Nehmen wir mal an die maximale Länge der Balken soll 100 px sein.

Nun schauen wir in der DB alle Einträge an und finden heraus, dass der Größte Wert 50 ist.

Naja, jetzt kommt logik und Mathematik ins Spiel 

Mit der Formel: Maximale Länge/Größter Wert bekommen wir ein Einheitsmaß.
In unserem Beispiel wäre das: 100 / 50 = 2.

Nun wissen wir wie viele Pixel eins dieser Eintragseinheiten hat.

Und nun können wir jeweils den Wert, den wir haben mit den Einträgen multiplizieren.

30 * 2 = 60 px
40 * 2 = 80 px
...


Wir stellen wir nun das ganze dar ? 
Naja wenn wir wissen wie viel Pixel dieser gesamte Balken hat (haben wir zwei Zeilen weiter oben ausgerechnet) müssen wir nur noch den Balken darstellen.
Das können wir mit einem div, einem Bild, ... machen 

Willst du allerdings eine etwas komplexere Statistik haben, dann musst du dir wohl im Manual die Grafikfunktionen ansehen, wobei du aber dort auch oben beschriebenes Prinzip brauchst.



Grüße Simon


----------



## splasch (31. Mai 2008)

Wenn du die Zahlen der Auswerung hast dann kanste mittel gd Bilobiteck die Balken darstellen lassen.
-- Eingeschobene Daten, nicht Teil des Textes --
Issue #965, opened 2021-04-20
Humanise date/time


anthonydillon:
**Describe the bug**
It would be nice to humanise the date/time table data and provide a label with the actual value.

**To Reproduce**
1. Go to the new actions list
2. Scroll to the  right hand column
3. See that date/time is not very useful

**Expected behavior**
I would expect something like "2 days ago" with a hover that shows the time and date.

**Screenshots**
![image](https://user-images.githubusercontent.com/1413534/115411055-0f3d6380-a1eb-11eb-9e75-2215f97f535d.png)

hatched:
Do we have a library that we use across any other projects for this feature?

huwshimi:
> Do we have a library that we use across any other projects for this feature?

We use https://date-fns.org/ in MAAS.

PR #1282, opened 2022-10-24
Use relative time in action log

huwshimi:
## Done

- Change time in the action log to be relative and display the timestamp in a tooltip.
- Update tests to TypeScript/RTL.

## QA

- Go to a model that has action logs (you might need to perform an action for an app).
- Check that the completion time column shows relative dates.
- Hover the date and you should see the exact date/time.

## Details

Fixes: #965.

## Screenshots

Screen Shot 2022-10-24 at 12 19 45 pm


goulinkh:
Upon running an action, I get this 
image

goulinkh:
For some context here is object in the redux store:
image

huwshimi:
@goulinkh it looks like this branch is displaying the correct relative date, but for some reason the action timestamps returned by Juju (or jujulib) are `0001-01-01T00:00:00Z`.

It would probably be good to check where this date is coming from. I wasn't able to reproduce it (with Juju 2 or 3) so if you still have that model would you mind checking your websocket connection to see if that is what Juju is returning? I don't think we do any date manipulation in jujulib, but it would be good to rule that out.

goulinkh (approved):
LGTM, this is way more readable :+1: 

FYI I filed an issue for the date edge case value: https://github.com/canonical/jaas-dashboard/issues/1351

Issue #922, opened 2021-03-12
Machines tab missing 'empty' message


hatched:
![Screen Shot 2021-03-12 at 4.33.20 PM.png](https://images.zenhubusercontent.com/5bf56fa65f3ffb2e1680062c/01d18ffd-2826-4a38-a309-d677fb74ec96)

vs the apps & integrations

![Screen Shot 2021-03-12 at 4.33.58 PM.png](https://images.zenhubusercontent.com/5bf56fa65f3ffb2e1680062c/532a398e-e958-42a5-9170-c0e8ad56b732)

PR #1283, opened 2022-10-25
Display a message when there are no machines

huwshimi:
## Done

- Display a message when there are no machines in a model.
- Reenable Model tests and update to TypeScript and RTL.

## QA

- Click on a model that doesn't have any machines and then go to the 'Machines' tab.
- You should see a message and a link to the docs.

## Details

Fixes: #922.

## Screenshots

Screen Shot 2022-10-25 at 2 23 55 pm


src/pages/EntityDetails/Model/Model.test.tsx
```diff
@@ -0,0 +1,521 @@
...
+        const apiData = require("testing/list-actions-api-response.json");
+        resolve(apiData.response);
+      });
+    },
+  };
+});
+
+const mockStore = configureStore([]);
+
+describe("Model", () => {
```
huwshimi, line 46: These tests were skipped for some reason. I've done a rough update to RTL but this really needs the factories before it can be cleaned up further.

src/pages/EntityDetails/Model/Model.test.tsx
```diff
@@ -0,0 +1,521 @@
...
+      </Provider>
+    );
+
+    const noRelationsMsg = document.querySelector(
+      "[data-testid='no-integrations-msg']"
+    );
+    expect(noRelationsMsg).toBeInTheDocument();
+  });
+
+  it("should show a message if a model has no machines", () => {
```
huwshimi, line 300: This is the only test that was added.

goulinkh (approved):
LGTM

Issue #1280, opened 2022-10-23
Error configuring charms


huwshimi:
**Describe the bug**
Saving a charm configuration form results in:

```
index.js:440 Uncaught (in promise) TypeError: conn.facades.application.set is not a function
    at setApplicationConfig (index.js:440:1)
    at async _submitToJuju (ConfigPanel.tsx:173:1)
```

**To Reproduce**
1. Click on a model -> click an app -> Click 'Configure' button.
2. Change a value, click 'Save and apply' and then 'Yes, apply changes'.
3. The button will get stuck on saving and in your browser console you'll have the error.

**Expected behavior**
The form should save.

**Additional context**
I tested this with both Juju 2.9 and 3.0 and both gave the same error.

PR #1288, opened 2022-10-27
Fix setting config for an app

huwshimi:
## Done

- Fix setting config for an app.

## QA

- Click on a model -> click an app -> Click 'Configure' button.
- Change a value, click 'Save and apply' and then 'Yes, apply changes'.
- The form should save correctly.
- Refresh the page and the form should contain the new values.

## Details

Fixes: #1280.

### DIFF
--- a/src/juju/index.js
+++ b/src/juju/index.js
@@ -437,9 +437,13 @@ export async function setApplicationConfig(
       setValues[key] = `${config[key].newValue}`;
     }
   });
-  const resp = await conn.facades.application.set({
-    application: appName,
-    options: setValues,
+  const resp = await conn.facades.application.setConfigs({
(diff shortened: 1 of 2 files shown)


src/juju/index.js
```diff
@@ -437,9 +437,13 @@ export async function setApplicationConfig(
       setValues[key] = `${config[key].newValue}`;
     }
   });
-  const resp = await conn.facades.application.set({
-    application: appName,
-    options: setValues,
+  const resp = await conn.facades.application.setConfigs({
```
huwshimi, line 440: This method has changed for recent facade versions.

goulinkh (approved):
LGTM :+1:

Im Tuorials bereich sind dazu einige Beispiele.

Mfg Splasch


----------



## SimonErich (31. Mai 2008)

splasch hat gesagt.:


> Wenn du die Zahlen der Auswerung hast dann kanste mittel gd Bilobiteck die Balken darstellen lassen.
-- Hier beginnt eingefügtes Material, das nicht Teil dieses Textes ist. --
PR #1342, opened 2022-11-20
WD-481 Store and fetch the bakery outside of the Redux store

huwshimi:
## Done

- Move bakery to a separate file.
- Replace selectors and reducers with bakery import.
- Update tests to use the new bakery setup.

## QA

- Pull code
- Open http://0.0.0.0:8036/
- Check that you can still log in/out and display models.

### DIFF
--- a/src/@canonical/macaroon-bakery.d.ts
+++ b/src/@canonical/macaroon-bakery.d.ts
@@ -1,0 +1,1 @@
+declare module "@canonical/macaroon-bakery";
--- a/src/app/root.js
+++ b/src/app/root.js
@@ -1,7 +1,9 @@
 import immerProduce from "immer";
 import cloneDeep from "clone-deep";
 
-import { actionsList } from "./actions";
+import bakery from "app/bakery";
+
+import { actionsList } from "./action-types";
 
 function rootReducer(state = {}, action) {
   return immerProduce(state, (draftState) => {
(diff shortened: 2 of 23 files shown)


src/@canonical/macaroon-bakery.d.ts
```diff
@@ -0,0 +1 @@
+declare module "@canonical/macaroon-bakery";
```
goulinkh, line 1: Sorry I missed your PR on the bakery lib to move to Typescript!

src/app/root.js
```diff
@@ -32,7 +31,7 @@ function rootReducer(state = {}, action) {
         draftState.visitURL = action.payload;
         break;
       case actionsList.logOut:
-        delete draftState.bakery.storage._store.identity;
+        delete bakery.storage._store.identity;
```
goulinkh, line 34: I'm not sure why we are doing this at 2 places: here & `actions/logOut`?

goulinkh (approved):
I suppose we don't need a state for bakery so this makes sense :+1:

src/@canonical/macaroon-bakery.d.ts
huwshimi: No worries, thanks for the review!

src/app/root.js
huwshimi: Ah yeah, well spotted. I can't see any reason for that so I'll remove it from here.

PR #1355, opened 2022-12-06
WD-912 - Rename root state

huwshimi:
## Done

- Rename root state (that's not actually the real root state, but a subsection of state) to 'general'.

## QA

- Pull code
- Open http://0.0.0.0:8036/
- The UI should load as normal.

## Details

Fixes: https://warthogs.atlassian.net/browse/WD-912

### DIFF
--- a/src/app/actions.js
+++ b/src/app/actions.js
@@ -107,7 +107,7 @@ export function logOut(store) {
   async function logOut(dispatch) {
     const state = store.getState();
     const identityProviderAvailable =
-      state?.root?.config?.identityProviderAvailable;
+      state?.general?.config?.identityProviderAvailable;
     const pingerIntervalIds = getPingerIntervalIds(state);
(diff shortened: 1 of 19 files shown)


src/app/actions.js
```diff
@@ -107,7 +107,7 @@ export function logOut(store) {
   async function logOut(dispatch) {
     const state = store.getState();
     const identityProviderAvailable =
-      state?.root?.config?.identityProviderAvailable;
+      state?.general?.config?.identityProviderAvailable;
```
huwshimi, line 110: I'd be happy with another name if you have any other suggestions @goulinkh?

goulinkh: `general` seems fine to be, but you could also name it: `connection`, `config`,`login` based on the list of actions that the reducer handles.

goulinkh (approved):
LGTM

@splasch Ja eh, aber in der Beispiel Seite, die er uns gezeigt hat ist es ganz einfach mit gezogenen Bilder gemacht, wie ich es oben geschrieben hab und solange es so einfach ist, geht das auch gut


----------



## splasch (31. Mai 2008)

Glaubs was die Gd macht? Die erstellt Bilder und ja es ist einfach. Dazu brauchste nichtmal die Pixelanzahl berechnen allen der Prozentsatz reicht aus um es nacher als Balken Grafik darstellen zu lassen.

Wie lang und hoch der balken bei 100% sein soll kann man sich im grunde ausuchen.
Die Rechteck option hilft da schon weiter.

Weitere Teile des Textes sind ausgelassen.